Write out exactly what each line says, starting with the first line below and ending on the one with "runs-on: windows-2022 # latest".

Collected data entries:
────────────────────────────────────────

PR #456, opened 2023-03-14
Add AWS_CRT_BUILD_USE_SYSTEM_LIBCRYPTO

TingDaoK:
original: https://github.com/awslabs/aws-crt-python/pull/454

- Use `AWS_CRT_BUILD_USE_SYSTEM_LIBCRYPTO` as the env var name instead
- Added CI

### DIFF
--- a/.github/workflows/ci.yml
+++ b/.github/workflows/ci.yml
@@ -102,6 +102,18 @@ jobs:
           aws s3 cp s3://aws-crt-test-stuff/ci/${{ env.BUILDER_VERSION }}/linux-container-ci.sh ./linux-container-ci.sh && chmod a+x ./linux-container-ci.sh
           ./linux-container-ci.sh ${{ env.BUILDER_VERSION }} aws-crt-${{ env.LINUX_BASE_IMAGE }} build -p ${{ env.PACKAGE_NAME }} --compiler=${{ matrix.compiler }}
 
+  use-openssl:
+    runs-on: ubuntu-20.04 # latest
+    steps:
+      - name: Build ${{ env.PACKAGE_NAME }}
+        env:
+          AWS_CRT_BUILD_USE_SYSTEM_LIBCRYPTO: 1
+        runs: |
+          python3 -c "from urllib.request import urlretrieve; urlretrieve('${{ env.BUILDER_HOST }}/${{ env.BUILDER_SOURCE }}/${{ env.BUILDER_VERSION }}/builder.pyz?run=${{ env.RUN }}', 'builder')"
+          chmod a+x builder
+          ./builder build -p ${{ env.PACKAGE_NAME }}
+
+
 
   windows:
     runs-on: windows-2022 # latest
--- a/.github/workflows/ci.yml
+++ b/.github/workflows/ci.yml
@@ -102,7 +102,7 @@ jobs:
           aws s3 cp s3://aws-crt-test-stuff/ci/${{ env.BUILDER_VERSION }}/linux-container-ci.sh ./linux-container-ci.sh && chmod a+x ./linux-container-ci.sh
           ./linux-container-ci.sh ${{ env.BUILDER_VERSION }} aws-crt-${{ env.LINUX_BASE_IMAGE }} build -p ${{ env.PACKAGE_NAME }} --compiler=${{ matrix.compiler }}
 
-  use-openssl:
+  use-system-libcrypto:
     runs-on: ubuntu-20.04 # latest
     steps:
       - name: Build ${{ env.PACKAGE_NAME }}
@@ -113,6 +113,15 @@ jobs:
           chmod a+x builder
           ./builder build -p ${{ env.PACKAGE_NAME }}
 
+          # assert it's linked against the system's libcrypto.so
+          AWSCRT_PATH=`python3 -c "import _awscrt; print(_awscrt.__file__)"`
+          printf "AWSCRT_PATH: $AWSCRT_PATH\n"
+
+          LINKED_AGAINST=`ldd $AWSCRT_PATH`
+          printf "LINKED AGAINST:\n$LINKED_AGAINST\n"
+
+          USES_LIBCRYPTO_SO=`echo "$LINKED_AGAINST" | grep 'libcrypto*.so' | head -1`
+          test -n "$USES_LIBCRYPTO_SO"
 
 
   windows:
@@ -140,6 +149,10 @@ jobs:
   openbsd:
     runs-on: ubuntu-latest # macos would be faster. TODO: diagnose why some tests are failing
     steps:
+      # Cannot use builder to checkout as OpenBSD doesn't ship git in the base install
+      - uses: actions/checkout@v3
+        with:
+          submodules: true
       - name: Build ${{ env.PACKAGE_NAME }} + consumers
         uses: cross-platform-actions/action@v0.10.0
         with:
--- a/.github/workflows/ci.yml
+++ b/.github/workflows/ci.yml
@@ -112,8 +112,6 @@ jobs:
           python3 -c "from urllib.request import urlretrieve; urlretrieve('${{ env.BUILDER_HOST }}/${{ env.BUILDER_SOURCE }}/${{ env.BUILDER_VERSION }}/builder.pyz?run=${{ env.RUN }}', 'builder')"
           chmod a+x builder
           ./builder build -p ${{ env.PACKAGE_NAME }}
-
-    steps:
       - name: Assert libcrypto.so used
         run: |
           # assert it's linked against the system's libcrypto.so
--- a/.github/workflows/ci.yml
+++ b/.github/workflows/ci.yml
@@ -108,7 +108,7 @@ jobs:
       - name: Build ${{ env.PACKAGE_NAME }}
         env:
           AWS_CRT_BUILD_USE_SYSTEM_LIBCRYPTO: 1
-        runs: |
+        run: |
           python3 -c "from urllib.request import urlretrieve; urlretrieve('${{ env.BUILDER_HOST }}/${{ env.BUILDER_SOURCE }}/${{ env.BUILDER_VERSION }}/builder.pyz?run=${{ env.RUN }}', 'builder')"
           chmod a+x builder
           ./builder build -p ${{ env.PACKAGE_NAME }}
--- a/.github/workflows/ci.yml
+++ b/.github/workflows/ci.yml
@@ -35,6 +35,9 @@ jobs:
           - cp310-cp310
           - cp311-cp311
     steps:
+    - uses: actions/checkout@v3
+      with:
+        submodules: recursive
     # Only aarch64 needs this, but it doesn't hurt anything
     - name: Install qemu/docker
       run: docker run --rm --privileged multiarch/qemu-user-static --reset -p yes
@@ -53,6 +56,9 @@ jobs:
         image:
           - raspbian-bullseye
     steps:
+    - uses: actions/checkout@v3
+      with:
+        submodules: recursive
     # set arm arch
     - name: Install qemu/docker
       run: docker run --rm --privileged multiarch/qemu-user-static --reset -p yes
@@ -73,6 +79,9 @@ jobs:
           - opensuse-leap
           - rhel8-x64
     steps:
+    - uses: actions/checkout@v3
+      with:
+        submodules: recursive
         # We can't use the `uses: docker://image` version yet, GitHub lacks authentication for actions -> packages
     - name: Build ${{ env.PACKAGE_NAME }}
       run: |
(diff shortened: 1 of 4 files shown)


setup.py
```diff
@@ -121,6 +121,9 @@ def get_cmake_path():
     raise Exception("CMake must be installed to build from source.")
 
 
+use_openssl = os.environ.get('AWS_CRT_BUILD_USE_SYSTEM_LIBCRYPTO', False)
```
graebm, line 124: Let's try and use the term "use system libcrypto" as much as possible, vs the kinda misleading "use openssl" term

Also, this file tends to uses functions over global variables, so let's stick with that

Also, this line weirdly mixes strings and booleans (`use_openssl` could end up as False or "" or "0" or "1")

maybe:
```
def using_system_libcrypto():
    # if we're going ifdef style
    return 'AWS_CRT_BUILD_USE_SYSTEM_LIBCRYPTO' in os.environ
    # or if we're going set-to-1 style   
    return os.environ.get(AWS_CRT_BUILD_USE_SYSTEM_LIBCRYPTO) == "1"
```

crt/CMakeLists.txt
```diff
@@ -28,7 +28,11 @@ if(UNIX AND NOT APPLE)
     set(DISABLE_GO ON) # Build without using Go, we don't want the extra dependency
     set(DISABLE_PERL ON) # Build without using Perl, we don't want the extra dependency
     set(BUILD_LIBSSL OFF) # Don't need libssl, only need libcrypto
```
graebm, line 30: move these `set()` calls inside the `if (NOT USE_OPENSSL)`

they exist to customize how aws-lc is built

setup.py
```diff
@@ -305,10 +313,13 @@ def awscrt_ext():
...
-        # this prevents weird crashes if an application also ends up using
-        # libcrypto.so from the system's OpenSSL installation.
-        extra_link_args += ['-Wl,--exclude-libs,libcrypto.a']
+        if using_system_libcrypto():
+            extra_link_args += ['-lcrypto']
+        else:
+            # hide the symbols from libcrypto.a
+            # this prevents weird crashes if an application also ends up using
+            # libcrypto.so from the system's OpenSSL installation.
+            extra_link_args += ['-Wl,--exclude-libs,libcrypto.a']
```
DmitriyMusatkin, line 322: can you verify that we are not leaking symbols when compiling against system libcrypto? we might want to keep symbol stripping behavior even for system crypto branch. (nm or objdump will let you dump symbols)

setup.py
```diff
@@ -121,8 +121,8 @@ def get_cmake_path():
     raise Exception("CMake must be installed to build from source.")
 
 
-use_openssl = os.environ.get('AWS_CRT_BUILD_USE_SYSTEM_LIBCRYPTO', False)
-
+def using_system_libcrypto():
+    return 'AWS_CRT_BUILD_USE_SYSTEM_LIBCRYPTO' in os.environ
```
nforro, line 125: This would be `True` for `AWS_CRT_BUILD_USE_SYSTEM_LIBCRYPTO=0` though. I think the alternative is better:

```python
return os.getenv('AWS_CRT_BUILD_USE_SYSTEM_LIBCRYPTO') == '1'
```

It is also already used for example here: https://github.com/awslabs/aws-crt-python/blob/238d38627d925e16a403d184f2b1aef495de9889/awscrt/_test.py#L109

setup.py
```diff
@@ -309,6 +317,8 @@ def awscrt_ext():
         # this prevents weird crashes if an application also ends up using
         # libcrypto.so from the system's OpenSSL installation.
         extra_link_args += ['-Wl,--exclude-libs,libcrypto.a']
+        if using_system_libcrypto():
+            extra_link_args += ['-lcrypto']
```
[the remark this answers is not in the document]
graebm: also, add it to the list of `libraries` not ~extra_link_args~
for consistency
```
        if using_system_libcrypto():
            libraries += ['crypto']
```

.github/workflows/ci.yml
```diff
@@ -96,19 +105,40 @@ jobs:
           - gcc-7
           - gcc-8
     steps:
+      - uses: actions/checkout@v3
+        with:
+          submodules: recursive
```
graebm, line 110: I'm pretty sure this is unnecessary. The only tests right now that do checkout are ones that don't use builder

(huh, looks like the new `openbsd` test does checkout ... probably unnecessary)

README.md
```diff
@@ -38,3 +41,28 @@ Please note that on Mac, once a private key is used with a certificate, that cer
 ```
 static: certificate has an existing certificate-key pair that was previously imported into the Keychain. Using key from Keychain instead of the one provided.
 ```
+
+### OpenSSL and LibCrypto (Unix only)
```
graebm, line 45: Move this up above the `Mac-Only TLS Behavior` section

This openssl stuff is relevent to building/installation, it should be close to the existing build/install steps

README.md
```diff
@@ -38,3 +41,28 @@ Please note that on Mac, once a private key is used with a certificate, that cer
...
+You can ignore all this on Windows and Apple platforms, where aws-crt-python
+uses the OS's default libraries for TLS and cryptography math.
+To simplify installation, aws-crt-python has its own copy of libcrypto.
+This lets you install a wheel from PyPI without having OpenSSL installed.
+Unix wheels on PyPI come with libcrypto statically compiled in.
+Code to build libcrypto comes from [AWS-LC](https://github.com/aws/aws-lc).
+AWS-LC's code is included in the PyPI source package, 
+and the git repository includes it as a submodule.
+If you need aws-crt-python to use the libcrypto included on your system, 
+set environment variable `AWS_CRT_BUILD_USE_SYSTEM_LIBCRYPTO=1` while building from source:
```
graebm, line 60: paragraph breaks
```suggestion
aws-crt-python does not use OpenSSL for TLS.
On Apple and Windows devices, the OS's default TLS library is used.
On Unix devices, [s2n-tls](https://github.com/aws/s2n-tls) is used.
But s2n-tls uses libcrypto, the cryptography math library bundled with OpenSSL.

You can ignore all this on Windows and Apple platforms, where aws-crt-python
uses the OS's default libraries for TLS and cryptography math.

To simplify installation, aws-crt-python has its own copy of libcrypto.
This lets you install a wheel from PyPI without having OpenSSL installed.
Unix wheels on PyPI come with libcrypto statically compiled in.
Code to build libcrypto comes from [AWS-LC](https://github.com/aws/aws-lc).
AWS-LC's code is included in the PyPI source package, 
and the git repository includes it as a submodule.

If you need aws-crt-python to use the libcrypto included on your system, 
set environment variable `AWS_CRT_BUILD_USE_SYSTEM_LIBCRYPTO=1` while building from source:
```

README.md
```diff
@@ -38,3 +41,28 @@ Please note that on Mac, once a private key is used with a certificate, that cer
...
+
+```sh
+AWS_CRT_BUILD_USE_SYSTEM_LIBCRYPTO=1 python3 -m pip install --no-binary :all: --verbose awscrt
+```
+
+( `--no-binary :all:` ensures you do not use the wheel from PyPI always uses AWS-LC)
+You can ignore all this on Windows and Apple platforms, where aws-crt-python
+uses the OS's default libraries for TLS and cryptography math.
```
graebm, line 68: paragraph breaks

```suggestion
( `--no-binary :all:` ensures you do not use the wheel from PyPI always uses AWS-LC)

You can ignore all this on Windows and Apple platforms, where aws-crt-python
uses the OS's default libraries for TLS and cryptography math.
```

.github/workflows/ci.yml
```diff
@@ -102,6 +102,18 @@ jobs:
           aws s3 cp s3://aws-crt-test-stuff/ci/${{ env.BUILDER_VERSION }}/linux-container-ci.sh ./linux-container-ci.sh && chmod a+x ./linux-container-ci.sh
           ./linux-container-ci.sh ${{ env.BUILDER_VERSION }} aws-crt-${{ env.LINUX_BASE_IMAGE }} build -p ${{ env.PACKAGE_NAME }} --compiler=${{ matrix.compiler }}
 
+  use-openssl:
```
graebm, line 105:
```suggestion
  use-system-libcrypto:
```

.github/workflows/ci.yml
```diff
@@ -102,6 +102,18 @@ jobs:
...
+    runs-on: ubuntu-20.04 # latest
+    steps:
+      - name: Build ${{ env.PACKAGE_NAME }}
+        env:
+          AWS_CRT_BUILD_USE_SYSTEM_LIBCRYPTO: '1'
+        run: |
+          python3 -c "from urllib.request import urlretrieve; urlretrieve('${{ env.BUILDER_HOST }}/${{ env.BUILDER_SOURCE }}/${{ env.BUILDER_VERSION }}/builder.pyz?run=${{ env.RUN }}', 'builder')"
+          chmod a+x builder
+          ./builder build -p ${{ env.PACKAGE_NAME }}
+
```
graebm, line 115:
```
# assert it's linked against the system's libcrypto.so
run: |
  AWSCRT_PATH=`python3 -c "import _awscrt; print(_awscrt.__file__)"`
  printf "AWSCRT_PATH: $AWSCRT_PATH\n"

  LINKED_AGAINST=`ldd $AWSCRT_PATH`
  printf "LINKED AGAINST:\n$LINKED_AGAINST\n"

  USES_LIBCRYPTO_SO=`echo "$LINKED_AGAINST" | grep 'libcrypto*.so' | head -1`
  test -n "$USES_LIBCRYPTO_SO"

```

.github/workflows/ci.yml
knightjoel: If memory serves, builder tries to clone the project repo before it does the installation of platform packages. This doesn't work on OpenBSD because git isn't available in the base OS install and has to be installed from packages.

.github/workflows/ci.yml
```diff
@@ -128,9 +140,6 @@ jobs:
   openbsd:
     runs-on: ubuntu-latest # macos would be faster. TODO: diagnose why some tests are failing
     steps:
-      - uses: actions/checkout@v3
-        with:
-          submodules: true
```
knightjoel, line 133: This change is causing the OpenBSD CI workflow to fail. OpenBSD doesn't ship git in the base install, however builder will try to do a git clone before it installs the platform packages. The workflow needs to check out the project in order to bootstrap builder.

README.md
```diff
@@ -12,25 +12,56 @@ Python 3 bindings for the AWS Common Runtime.
...
+### OpenSSL and LibCrypto (Unix only)
+
+aws-crt-python does not use OpenSSL for TLS.
+On Apple and Windows devices, the OS's default TLS library is used.
+On Unix devices, [s2n-tls](https://github.com/aws/s2n-tls) is used.
+But s2n-tls uses libcrypto, the cryptography math library bundled with OpenSSL.
+
+You can ignore all this on Windows and Apple platforms, where aws-crt-python
+uses the OS's default libraries for TLS and cryptography math.
+
```
graebm, line 46: Oops, this sentence is in here twice. Once here, and again at the end of the section. let's remove this one. I edit things to death, and sometimes leave in ghosts of old edits by accident
```suggestion
```

README.md
```diff
@@ -12,25 +12,56 @@ Python 3 bindings for the AWS Common Runtime.
...
+AWS-LC's code is included in the PyPI source package, 
+and the git repository includes it as a submodule.
+
+If you need aws-crt-python to use the libcrypto included on your system, 
+set environment variable `AWS_CRT_BUILD_USE_SYSTEM_LIBCRYPTO=1` while building from source:
+
+```sh
+AWS_CRT_BUILD_USE_SYSTEM_LIBCRYPTO=1 python3 -m pip install --no-binary :all: --verbose awscrt
+```
+( `--no-binary :all:` ensures you do not use the wheel from PyPI always uses AWS-LC)
```
graebm, line 60: another ghost of edits past
```suggestion
( `--no-binary :all:` ensures you do not use the precompiled wheel from PyPI)
```

setup.py
```diff
@@ -304,6 +312,8 @@ def awscrt_ext():
         # OpenBSD doesn't have librt; functions are found in libc instead.
         if not sys.platform.startswith('openbsd'):
             libraries += ['rt']
+        if using_system_libcrypto():
+            libraries += ['crypto']
```
graebm, line 316: utterly trivial: whitespace between the openbsd stuff and this
```suggestion
        # OpenBSD doesn't have librt; functions are found in libc instead.
        if not sys.platform.startswith('openbsd'):
            libraries += ['rt']

        if using_system_libcrypto():
            libraries += ['crypto']
```

graebm (approved):
fix & ship!

I'm going to make the `use-system-libcrypto` check required now...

────────────────────────────────────────

:: Task solution ::
PR #456, opened 2023-03-14
Add AWS_CRT_BUILD_USE_SYSTEM_LIBCRYPTO

TingDaoK:
original: https://github.com/awslabs/aws-crt-python/pull/454

- Use `AWS_CRT_BUILD_USE_SYSTEM_LIBCRYPTO` as the env var name instead
- Added CI

### DIFF
--- a/.github/workflows/ci.yml
+++ b/.github/workflows/ci.yml
@@ -102,6 +102,18 @@ jobs:
           aws s3 cp s3://aws-crt-test-stuff/ci/${{ env.BUILDER_VERSION }}/linux-container-ci.sh ./linux-container-ci.sh && chmod a+x ./linux-container-ci.sh
           ./linux-container-ci.sh ${{ env.BUILDER_VERSION }} aws-crt-${{ env.LINUX_BASE_IMAGE }} build -p ${{ env.PACKAGE_NAME }} --compiler=${{ matrix.compiler }}
 
+  use-openssl:
+    runs-on: ubuntu-20.04 # latest
+    steps:
+      - name: Build ${{ env.PACKAGE_NAME }}
+        env:
+          AWS_CRT_BUILD_USE_SYSTEM_LIBCRYPTO: 1
+        runs: |
+          python3 -c "from urllib.request import urlretrieve; urlretrieve('${{ env.BUILDER_HOST }}/${{ env.BUILDER_SOURCE }}/${{ env.BUILDER_VERSION }}/builder.pyz?run=${{ env.RUN }}', 'builder')"
+          chmod a+x builder
+          ./builder build -p ${{ env.PACKAGE_NAME }}
+
+
 
   windows:
     runs-on: windows-2022 # latest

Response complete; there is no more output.